Ending malnutrition in the world is a key theme of the latest Global Nutrition Report, released today, the 14th of June 2016. The Report was produced by an independent group of experts and funded by a variety of sources including the Bill and Melinda Gates Foundation and international development-focussed agencies. It is a stocktake of the state of nutrition around the world and a call to action to governments and those charged with improving the statistics.
The report makes sad and sobering reading, finding that around 44 per cent of countries in the world experience a serious level of malnutrition (which includes undernutrition as well as obesity). It highlights this as a huge problem because malnutrition and a poor diet causes nearly half of all deaths in children under 5, is a significant contributor to disease, and has a major impact on the economy and a person's ability to live a productive life.
The report’s Co-Chair Lawrence Haddad, a Senior Research Fellow at the International Food Policy Research Institute, summarised the report well when he said “One in three people suffer from some form of malnutrition… we now live in a world where being malnourished is the new normal…”
Like most children of the eighties deeply moved by the Ethiopian famine and the global movement to end hunger popularised by Band Aid, I am still surprised when I read that obesity is now as much a contributor to malnutrition as the lack of food. It seems that bad food is just as damaging to the world’s health as no food.

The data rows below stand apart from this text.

PR #15274, opened 2025-01-07
bug: Fix type error in Asset

davidyell:
## Description

The `$path` class property is `null` by default but the accessor method can't return `null` which causes a `TypeError`

## Visual changes

None

## Functional changes

### DIFF
--- a/packages/support/src/Assets/Asset.php
+++ b/packages/support/src/Assets/Asset.php
@@ -13,15 +13,15 @@ abstract class Asset
 
     protected string $package;
 
-    protected ?string $path = null;
+    protected string $path = null;
 
-    final public function __construct(string $id, ?string $path = null)
+    final public function __construct(string $id, ?string $path = '/')
     {
         $this->id = $id;
         $this->path = $path;
     }
 
-    public static function make(string $id, ?string $path = null): static
+    public static function make(string $id, ?string $path = '/'): static
     {
         return app(static::class, ['id' => $id, 'path' => $path]);
     }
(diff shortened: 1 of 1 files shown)


davidyell:
Seems there is more upstream code which seems to always assume this is not null, due to the accessor method. So perhaps the real fix is to not allow a `null` at all, or default to string `/`

danharrin:
Can you hint at how you got here, what were you doing when you encountered this problem? I just need a bit more context really

davidyell:
So I was trying to ensure that my Laravel 11 apps `app.js` was included into the Filament layout.

Then I found myself over here https://filamentphp.com/docs/3.x/support/assets#registering-javascript-files

Which gives the code example of 

```php
use Filament\Support\Assets\Js;
 
FilamentAsset::register([
    Js::make('custom-script', __DIR__ . '/../../resources/js/custom.js'),
]);
```

So I tried that, but then found that if I omitted the `$path` param, I got a TypeError.

danharrin:
Yeah honestly not really sure how this code happened, seems suspicious. Thanks

danharrin:
I found why this needs to be optional (only just noticed PHPStan didn't run because it wasn't approved here, would have caught it)

https://github.com/filamentphp/filament/blob/cc95f8a020d98d585e04ba5017ca175071043fe2/packages/panels/src/Panel/Concerns/HasTheme.php#L57

I am going to revert this and allow null to be returned from `getPath()` instead

PR #15281, opened 2025-01-08
ensures `filament.xxx.home` is always available

bilogic:
## Description

Addresses #15257

1. Ensures that the route name `filament.<panel-id>.home` won't be overwritten when the dashboard page is used
2. The route `/` still works with or without the dashboard, so backwards compatible

## Visual changes

None

## Functional changes

### DIFF
--- a/packages/panels/routes/web.php
+++ b/packages/panels/routes/web.php
@@ -92,7 +92,8 @@ Route::name('filament.')
                                             $routes($panel);
                                         }
 
-                                        Route::get('/', RedirectToHomeController::class)->name('home');
+                                        Route::get('/', RedirectToHomeController::class);
+                                        Route::get('/redirect-to-home', RedirectToHomeController::class)->name('home');
 
                                         Route::name('tenant.')->group(function () use ($panel): void {
                                             if ($panel->hasTenantBilling()) {


danharrin:
Can you redirect between panels by generating a URL like `Filament::getPanel('admin')->getUrl()`? I don't like the idea of having a route that doesn't do anything to be honest

danharrin:
Gonna close this because of the above, but please let me know what I am missing, I think it should be relatively easy to generate a URL for each panel without needing the ghost route. I can reopen if you let me know how I am wrong.

bilogic:
> Can you redirect between panels by generating a URL like `Filament::getPanel('admin')->getUrl()`? I don't like the idea of having a route that doesn't do anything to be honest

I wouldn't say it does nothing. It had to be this way so that no existing project will break, I'm sure there are some folks who hard coded the URL of `/` for dashboards.

The alternative is to change dashboard's `$routePath` to be `/dashboard` as shared here #15257

While `Filament::getPanel('admin')->getUrl()` is a way to get the URL, the Laravel convention of `route('a.b.c')` is much easier remember and to look up using artisan, I mean afterall, Filament did name every panel with a `home` route, except that it is now overwritten by Dashboard.

And that is main issue I'm trying to address: the inconsistency.

If dashboard is not used, `home` route exists, but if dashboard was used, `home` does not exists. It took quite a bit of debugging to figure this out, if this PR is merged, it should save others from this trouble.

danharrin:
In Filament, you should never really rely on route names for anything, even pages in a resource. Route names are internally generated and used, and are subject to change. The reason why we have the `getUrl()` helpers on the panel, resources and pages is to allow you not to have to consider the route name. Avoiding hard-coded route names will make major version upgrades easier.

bilogic:
I work alot with packages and tried this out for some time, here are my thoughts

1. Route names are an abstraction that lets app and packages to link to one another without getting into the nuts and bolts
2. Some notable examples of route names would be `login`, `logout`, we don't need to know what is actually handling it
3. Middleware also follow the same concept, i.e. `auth`, `guest` etc, replaceble without massive code changes
4. By using `->getUrl()`, my packages often have to point to a very specific class and incurs alot of namespace changes when there are better replacements
5. About subject to change, I think filament's main aim is to provide an admin panel, i.e. the panel concept is very unlikely to "change"
6. Thus, the `filament.<panel-name>` prefix is probably very stable
7. I think it is a better trade off to make route names consistent for each filament version rather than label them as "do not use"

It is so important when we talk about access to food, that we talk about access to the right food. While the world applauds the rising economic wealth and increasing middle classes of Asia, statistics are also telling us that the number of overweight children under 5 is increasing most rapidly in Asia. As society urbanises and more families work, people are cooking less and reliance of processed, fast and convenience food is growing. Adults and their children are eating bad food, and levels of obesity are rising, with massive future health and economic consequences (the report provides the example that in China, if you are diagnosed with diabetes you will suffer a 16.3 per cent loss of income).
Investment in programs that support nutrition education around the world is so important. The report states “improved nutrition is the platform for progress in health, education, employment, female empowerment, and poverty and inequality reduction.”
Importantly, the report also reflects on the importance of women’s power, education and status in driving malnutrition. I have a great belief in empowering mothers to feed their children well, encouraging breastfeeding, teaching them to cook good food for those they love, so their children do not suffer from undernutrition or obesity, and can live long, productive lives free from disease.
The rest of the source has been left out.